For extremely low densities in the vapor range at σ ≤ 1 we modify the above expression as follows. Define the variable

$$W(\sigma )\equiv \text{ln }(1+s/\sigma )/\text{ln}\left(1+s/{\sigma }_t\right),$$

where s is an arbitrary constant. Our equation for the vapor range now is –

$$\text{ln }(Y)=U(\sigma )+B_0\cdot \text{ln}(W)+B_1\cdot \left({\sigma }^{1/3}-{\sigma }_t^{1/3}\right)+B_2\cdot \left({\sigma }^{2/3}-{\sigma }_t^{2/3}\right)+\sum _{i=3}^7{B}_i\cdot \left({\sigma }^{i-2}-{\sigma }_t^{i-2}\right).$$ (5.5)
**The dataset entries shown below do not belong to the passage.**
PR #1796, opened 2019-08-16
more Python 3 compatibility

dirk-thomas:
Follow up of #1795.

### DIFF
--- a/test/test_rospy/nodes/listener.py
+++ b/test/test_rospy/nodes/listener.py
@@ -55,7 +55,7 @@ def listener():
     # run simultaenously.
     rospy.init_node('listener', anonymous=True)
 
-    rospy.Subscriber("chatter", String, callback)
+    sub = rospy.Subscriber("chatter", String, callback)
 
     # spin() simply keeps python from exiting until this node is stopped
     rospy.spin()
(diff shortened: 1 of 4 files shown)


test/test_rospy/nodes/listener.py
```diff
@@ -55,7 +55,7 @@ def listener():
     # run simultaenously.
     rospy.init_node('listener', anonymous=True)
 
-    rospy.Subscriber("chatter", String, callback)
+    sub = rospy.Subscriber("chatter", String, callback)
```
sloretz, line 58: was the subscriber getting garbage collected before?

sloretz (approved):

test/test_rospy/nodes/listener.py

Table 8 presents constants for (5.4) and (5.5)

Table 8.

Constants for the T_σ(ρ) equations

	Methane	Ethane
Saturated liquid, eq (5.4)
γ	1/2	1/2
A1	11.4317 7230	23.7245 1840
A2	−3.8765 9480	−14.8860 5161
A3	0.5378 8326	5.4317 7443
A4	.0	−1.0715 0566
A5	.0	0.0913 5183
Saturated vapor, eq (5.5)
s	1/4	1/4
B0	0.9034 9557	0.8681 0517
B1	.0	.0151 6978
B2	.0	−.7296 0432
B3	−.3834 4338	1.0096 5493
B4	−3.9210 8638	−8.7340 2710
B5	6.2600 3837	21.1071 2823
B6	−9.3296 0083	−31.4499 4087
B7	5.6060 2816	17.8637 0397

Anneke L. Sengers emphasized to us some time ago the importance of the critical region for the entire equation of state, thus motivating present developments. In this laboratory, R. D. McCarty provided the essential least-squares program, and we are indebted to D. E. Diller and L. A. Weber for discussions and valuable suggestions. The American Gas Association very kindly has supported this work.